Background: Primary ciliary dyskinesia (PCD) is a rare, highly heterogeneous genetic disorder involving the impairment of motile cilia. With no single gold standard for PCD diagnosis and complicated multiorgan dysfunction, the diagnosis of PCD can be difficult in clinical settings. Some methods for diagnosis, such as nasal nitric oxide measurement and digital high-speed video microscopy with ciliary beat pattern analysis, can be expensive or unavailable. To confirm PCD diagnosis, we used a strategy combining assessment of typical symptoms with whole-exome sequencing (WES) and/or low-pass whole-genome sequencing (WGS) as an unbiased detection tool to identify known pathogenic mutations, novel variations, and copy number variations.

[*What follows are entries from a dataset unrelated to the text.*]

PR #7148, opened 2025-06-26
[Docs] Fix Readme BuildAndRunOsxIntegrationTests sample

robcarlan-datadog:
## Summary of changes
The sample integration test command also matches `DataStreamsMonitoringRabbitMQTests`, which depends on `Samples.DataStreams.RabbitMQ` which causes the example command to fail. Updating the readme to match the exact test name instead.

## Reason for change
New users following this guide will likely be confused why this example test fails.

### DIFF
--- a/tracer/README.MD
+++ b/tracer/README.MD
@@ -161,7 +161,7 @@ docker-compose up StartDependencies.OSXARM64
 ./build.sh BuildAndRunOsxIntegrationTests
 
 # Build and run integration tests filtering on one framework, one set of tests and a sample app.
-./build.sh BuildAndRunOsxIntegrationTests --framework "net6.0" --filter "rabbit" --SampleName "Samples.Rabbit"
+./build.sh BuildAndRunOsxIntegrationTests --framework "net6.0" --filter "FullyQualifiedName=Datadog.Trace.ClrProfiler.IntegrationTests.RabbitMQTests" --SampleName "Samples.Rabbit"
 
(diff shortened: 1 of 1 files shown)


tracer/README.MD
```diff
@@ -161,7 +161,7 @@ docker-compose up StartDependencies.OSXARM64
 ./build.sh BuildAndRunOsxIntegrationTests
 
 # Build and run integration tests filtering on one framework, one set of tests and a sample app.
-./build.sh BuildAndRunOsxIntegrationTests --framework "net6.0" --filter "rabbit" --SampleName "Samples.Rabbit"
+./build.sh BuildAndRunOsxIntegrationTests --framework "net6.0" --filter "FullyQualifiedName=Datadog.Trace.ClrProfiler.IntegrationTests.RabbitMQTests" --SampleName "Samples.Rabbit"
```
bouwkast:
```suggestion
./build.sh BuildAndRunOsxIntegrationTests --framework "net6.0" --filter "Datadog.Trace.ClrProfiler.IntegrationTests.RabbitMQTests" --SampleName "Samples.Rabbit"
```

Is `FullyQualifiedName=` required on Mac for this?
I typically do exactly what you've outlined just omitting that part (and on Windows)

robcarlan-datadog: It works without, I'll use that as it's simpler 👍

bouwkast: Awesome thanks!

Results: A total of 26 individuals of Chinese origin with a confirmed PCD diagnosis aged 13 to 61 years (median age, 24.5 years) were included. Biallelic pathogenic mutations were identified in 19 of the 26 patients, including 8 recorded HGMD mutations and 24 novel mutations. The detection rate reached 73.1%. DNAH5 was the most frequently mutated gene, and c.8383C > T was the most common mutated variant, but it is relatively rare in PCD patients from other ethnic groups.
Conclusion: This study demonstrates the practical clinical utility of combining WES and low-pass WGS as a no-bias detecting tool in adult patients with PCD, showing a clinical characteristics and genetic spectrum of Chinese PCD patients.
Keywords: Chinese origin; Clinical characteristics; Genetic spectrum; Primary ciliary dyskinesia.